Below are the entries; return every line among them that holds the word "year".

• Exercise data:
---+---
PR #1057, opened 2025-07-03
Update covfie external hash

beomki-yeo:
It seems covfie hash has not been updated?

### DIFF
--- a/extern/covfie/CMakeLists.txt
+++ b/extern/covfie/CMakeLists.txt
@@ -13,7 +13,7 @@ message( STATUS "Fetching covfie as part of the traccc project" )
 
 # Declare where to get covfie from.
 set( TRACCC_COVFIE_SOURCE
-   "URL;https://github.com/acts-project/covfie/archive/refs/tags/v0.15.1.tar.gz;URL_MD5;aa54f7e7e1a83edd02660e2778d29109"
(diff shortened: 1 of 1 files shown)


stephenswat:
@sethrj Could this be a case of the GitHub tarball instability you mentioned? The MD5 sum of this release seems to have changed well within the one year stability window defined by GitHub.

sethrj:
@stephenswat I have a repository of scripts for doing github releaes, including downloading and re-uploading artifacts: https://github.com/celeritas-project/release-scripts . The line to do this is:
```
artifact_url, artifact_tgz = release_notes.get_or_upload_tarball(cached, gh_release)
```

@beomki-yeo I doin't know about ROOT, but for tools like [versioneer](https://github.com/python-versioneer) and [CGV](https://github.com/sethrj/cmake-git-version) that have `$Format:%(describe:tags)$` or `$Format:%d$`, the underlying issue is that the current release can be listed as `v0.1.23, HEAD` immediately after the release, but `v0.1.23` after another commit is added to the main branch. The `git export`-ed versions are then different. (Oh it's also an issue as the repository gains more objects in its tree, so a describe with the hash summarised as `-g123abc` can later become `-g123abcd`.)

Github *says* it guarantees stable hashes for a year (see https://github.com/orgs/community/discussions/46034), but maybe that's the guarantee only if the export contents don't change. See https://github.com/golang/go/issues/27153, https://github.com/NixOS/nix/issues/7596, and many more related threads.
---+---
• Answer to this task:
@sethrj Could this be a case of the GitHub tarball instability you mentioned? The MD5 sum of this release seems to have changed well within the one year stability window defined by GitHub.
Github *says* it guarantees stable hashes for a year (see https://github.com/orgs/community/discussions/46034), but maybe that's the guarantee only if the export contents don't change. See https://github.com/golang/go/issues/27153, https://github.com/NixOS/nix/issues/7596, and many more related threads.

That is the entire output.